Anybody use blackjack oak for smoking? I have access to a ton of it if I want. I hear guys using red and white oak a lot but never heard of anybody using blackjack oak 

Thanks,
Jake


----------



## wimpy69 (Feb 27, 2017)

Sure, if i'm not mistaken I think its part of the red oak genus.


----------



## smokesontuesday (Mar 3, 2017)

Blackjack is just fine for smoking. I try to remove most of the bark though since it's so heavy.


----------



## johnh12 (Mar 3, 2017)

I've used Blackjack for grilling for many years since it's considered a scrub oak and readily available here in NE Florida.
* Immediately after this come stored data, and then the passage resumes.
PR #10187, opened 2023-10-15
Replace "x" with "×" in resolutions in `Client/Playfield`

agatemosu:
## Self-check


Walavouchey (approved):
@TicClick thoughts? i remember you suggesting this for formulas

this could be applied elsewhere too, like the ranking criteria if it's not already the case

agatemosu:
I think that in normal text `×` should be used, and in code "x"

TicClick:
> @TicClick thoughts? i remember you suggesting this for formulas
> 
> this could be applied elsewhere too, like the ranking criteria if it's not already the case

yes to the PR, no to the ASC proposal

let me explain: while I surely like proper typography ([Ilya Birman](https://ilyabirman.net/typography-layout/)'s layout helps immensely), I recognize it will likely perform poorly when made a stylistic requirement, adding more hassle to writers' interactions with the wiki and more time to search where to copy the darn symbol from (readers will probably enjoy it — at everyone else's expense)

so, maybe make it optional, if-you-occasionally-remember-the-cross-product-sign-exists effort?

TicClick:
actually, I misread your comment, thinking you mentioned the article styling criteria, not the RC. yeah, sure, let's make it a batch edit, but the rest of my response stays

agatemosu:
look if it's good https://github.com/ppy/osu-wiki/compare/master...agatemosu:osu-wiki:xx

peppy:
I've never seen resolutions written like this

TicClick:
> I've never seen resolutions written like this. Please follow what operating systems actively use rather than using new symbols.

https://en.wikipedia.org/wiki/Image_resolution#Resolution_in_various_media and other articles on that topic, IMO it's similar to `—` vs `--` — these who can/want use the former, others resort to the latter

I recently started using it as a smoking wood in my new Land 60D.

The several briskets, pork butts, and chickens have turned out great.

FWIW I leave the bark on. It burns just fine.

Ben Lang told me that he didn't care for Live Oak or most of the red oaks because they gave a stronger flavor than is considered good at comps. He preferred the Water and Laurel Oaks for their more mild smoke.

I don't compete so think all the local oaks work just fine.


----------



## chopsaw (Mar 4, 2017)

I always take the bark off of oak , and other heavy bark wood .


----------